The editors' comments evoke a misunderstanding of Bayesian methods. If you use Bayesian methods as another way to compute p-values and confidence intervals, you are missing the point. Bayesian methods don't do the same things better; they do different things, which are better.

Specifically, the result of Bayesian analysis is a posterior distribution, which includes all possible estimates and their probabilities. Using posterior distributions, you can compute answers to questions like:

What is the probability that a given hypothesis is true, compared to a suite of alternative hypotheses?
What is the probability that the true value of a parameter falls in any given interval?

These are questions we care about, and their answers can be used directly to inform decision-making under uncertainty.

But I don't want to get bogged down in a Bayesian-frequentist debate. Let me get back to the BASP editorial.

Summary

Conventional statistical inference, using p-values and confidence intervals, is problematic, and it fosters bad science, as the editors of BASP claim. These problems have been known for a long time, but previous attempts to instigate change have failed. The BASP ban (and the reaction it provoked) might be just what we need to get things moving.

But the proposed solution is too blunt; statistical inference is broken but not useless. Here is the approach I recommend:

The effect size is the most important thing. Papers that report statistical results should lead with the effect size and explain its practical impact in terms relevant to the context.
The second most important thing -- a distant second -- is a confidence interval or standard error, which quantifies error due to random sampling. This is a useful additional piece of information, provided that we don't forget about other sources of error.
The third most important thing -- a distant third -- is a p-value, which provides a warning if an apparent effect could be explained by randomness.
We should drop the arbitrary 5% threshold, and forget about the conceit that 5% is the false positive rate.

For me, the timing of the BASP editorial is helpful. I am preparing a new tutorial on statistical inference, which I will present at PyCon 2015 in April. The topic just got a little livelier!

Addendum

In a discussion of confidence intervals on Reddit, I wrote

"The CI quantifies uncertainty due to random sampling, but it says nothing about sampling bias or measurement error. Because these other sources of error are present in nearly all real studies, published CIs will contain the population value far less often than 90%."

A fellow redditor raised an objection I'll try to paraphrase:

"The 90% CI contains the true parameter 90% of the time because that's the definition of the 90% CI. If you compute an interval that doesn't contain the true parameter 90% of the time, it's not a 90% CI."

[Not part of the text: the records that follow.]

PR #569, opened 2025-09-22
feat(cli): add image max length parameter to generation config

mengshengwu:
- Introduced `imageMaxLength` to the `infer` command for better control over image input size.
- Updated `GenerationConfig` struct to include `ImageMaxLength`.
- Adjusted related function calls to accommodate the new parameter.

### DIFF
--- a/runner/cmd/nexa-cli/infer.go
+++ b/runner/cmd/nexa-cli/infer.go
@@ -30,22 +30,23 @@ const modelLoadFailMsg = `⚠️ Oops. Model failed to load.
 
 var (
 	// disableStream *bool // reuse in run.go
-	ngl          int32
-	maxTokens    int32
-	enableThink  bool
-	hideThink    bool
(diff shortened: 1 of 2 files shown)


runner/cmd/nexa-cli/infer.go
```diff
@@ -64,6 +65,7 @@ func infer() *cobra.Command {
 	inferCmd.Flags().SortFlags = false
 	inferCmd.Flags().Int32VarP(&ngl, "ngl", "n", 999, "[llm|vlm] num of layers pass to gpu")
 	inferCmd.Flags().Int32VarP(&maxTokens, "max-tokens", "", 2048, "[llm|vlm] max tokens")
+	inferCmd.Flags().Int32VarP(&imageMaxLength, "max-image-length", "", 512, "[vlm] max image length")
```
RemiliaForever: make variable name same as param

PR #593, opened 2025-09-26
feat: add image generation support for server

mengshengwu:


runner/server/handler/image.go
```diff
@@ -0,0 +1,332 @@
...
+
+	"github.com/NexaAI/nexa-sdk/runner/internal/store"
+	"github.com/NexaAI/nexa-sdk/runner/internal/types"
+	nexa_sdk "github.com/NexaAI/nexa-sdk/runner/nexa-sdk"
+	"github.com/NexaAI/nexa-sdk/runner/server/service"
+)
+
+// ImageGenerationRequest represents the request body for image generation
+// Following OpenAI DALL-E 3 API specification
+type ImageGenerationRequest struct {
```
RemiliaForever: use struct in `openai` lib instead

runner/server/handler/image.go
```diff
@@ -0,0 +1,332 @@
...
+	setDefaultImageGenerationParams(&param)
+
+	// Validate parameters
+	if err := validateImageGenerationParams(param); err != nil {
+		slog.Error("Invalid image generation parameters", "error", err, "params", param)
+		c.JSON(http.StatusBadRequest, map[string]any{"error": err.Error()})
+		return
+	}
+
+	// Get model manifest
```
RemiliaForever: move model type check to keepalive is better

runner/server/handler/image.go
```diff
@@ -0,0 +1,332 @@
...
+	imageData, err := io.ReadAll(file)
+	if err != nil {
+		return "", fmt.Errorf("failed to read image file: %v", err)
+	}
+
+	// Encode to base64
+	base64String := base64.StdEncoding.EncodeToString(imageData)
+
+	// Determine MIME type based on file extension
+	var mimeType string
```
RemiliaForever: maybe detect content instead of detect file extension

RemiliaForever (changes requested):

RemiliaForever (approved):

Issue #500, opened 2017-03-01
Unable to trigger form submit/validation externally from the form


aackerman:
### Prerequisites

- [x] I have read the [documentation](https://github.com/mozilla-services/react-jsonschema-form/blob/master/README.md#readme);
- [x] In the case of a bug report, I understand that providing a [SSCCE](http://sscce.org/) example is tremendously useful to the maintainers.

### Description

Requirements from my design team require the submit buttons to be logically separate in structure, both is usage of React and the DOM. I'm looking for a way to submit and/or validate the form externally or pass in errors that I have validated externally. It doesn't seem possible right now and I couldn't find a way to do it that didn't seem like a complete hack relying on the internals of RJSF.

The reason for the disagreement is that my correspondent and I were using different definitions of CI:

I was defining CI by procedure; that is, a 90% CI is what you get if you compute the sampling distribution and take the 5th and 95th percentiles.
My correspondent was defining CI by intent: A CI is an interval that contains the true value 90% of the time.

If you use the first definition, the problem with CIs is that they don't contain the true value 90% of the time.

If you use the second definition, the problem with CIs is that our standard way of computing them doesn't work, at least not in the real world.

Once this point was clarified, my correspondent and I agreed about the conclusion: the fraction of published CIs that contain the true value of the parameter is less than 90%, and probably a lot less.